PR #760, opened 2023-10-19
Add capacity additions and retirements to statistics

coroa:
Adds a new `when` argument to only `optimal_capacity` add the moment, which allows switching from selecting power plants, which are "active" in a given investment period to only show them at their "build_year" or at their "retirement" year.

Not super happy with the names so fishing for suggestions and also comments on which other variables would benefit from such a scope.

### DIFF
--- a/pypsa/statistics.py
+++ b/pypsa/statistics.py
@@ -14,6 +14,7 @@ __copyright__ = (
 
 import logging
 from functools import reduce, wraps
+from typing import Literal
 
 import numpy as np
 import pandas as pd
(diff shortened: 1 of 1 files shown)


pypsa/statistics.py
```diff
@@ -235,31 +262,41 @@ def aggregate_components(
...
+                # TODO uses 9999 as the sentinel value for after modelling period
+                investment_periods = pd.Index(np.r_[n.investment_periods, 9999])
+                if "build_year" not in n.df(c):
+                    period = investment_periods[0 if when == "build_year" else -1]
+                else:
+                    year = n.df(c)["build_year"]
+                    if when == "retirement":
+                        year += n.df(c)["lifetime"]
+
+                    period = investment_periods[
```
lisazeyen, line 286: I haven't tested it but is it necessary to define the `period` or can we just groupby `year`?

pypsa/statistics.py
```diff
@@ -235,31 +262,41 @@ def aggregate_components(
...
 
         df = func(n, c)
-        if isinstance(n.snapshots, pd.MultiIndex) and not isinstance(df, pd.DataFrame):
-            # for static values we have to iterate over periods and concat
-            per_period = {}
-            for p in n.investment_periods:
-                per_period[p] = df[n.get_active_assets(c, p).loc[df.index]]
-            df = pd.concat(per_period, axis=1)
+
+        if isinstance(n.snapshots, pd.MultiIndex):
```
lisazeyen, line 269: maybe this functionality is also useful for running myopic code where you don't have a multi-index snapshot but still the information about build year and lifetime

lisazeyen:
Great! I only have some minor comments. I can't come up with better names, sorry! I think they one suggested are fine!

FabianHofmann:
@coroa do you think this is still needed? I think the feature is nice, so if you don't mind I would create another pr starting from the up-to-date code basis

* * *

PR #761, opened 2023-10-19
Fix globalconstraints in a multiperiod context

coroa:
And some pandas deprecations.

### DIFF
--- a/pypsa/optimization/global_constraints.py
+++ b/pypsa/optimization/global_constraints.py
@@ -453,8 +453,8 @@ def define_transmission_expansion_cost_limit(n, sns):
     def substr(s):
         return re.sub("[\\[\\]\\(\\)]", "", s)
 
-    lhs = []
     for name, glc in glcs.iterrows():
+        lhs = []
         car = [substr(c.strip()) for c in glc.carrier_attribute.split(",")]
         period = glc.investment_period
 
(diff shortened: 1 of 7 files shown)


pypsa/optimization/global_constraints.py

**Problem to work on:**
Among the entries above, copy exactly only the lines starting with the one containing "PR #760, opened 2023-10-19" and going through the one containing "argument to only", both ends included.

**Result of the exercise:**
PR #760, opened 2023-10-19
Add capacity additions and retirements to statistics

coroa:
Adds a new `when` argument to only `optimal_capacity` add the moment, which allows switching from selecting power plants, which are "active" in a given investment period to only show them at their "build_year" or at their "retirement" year.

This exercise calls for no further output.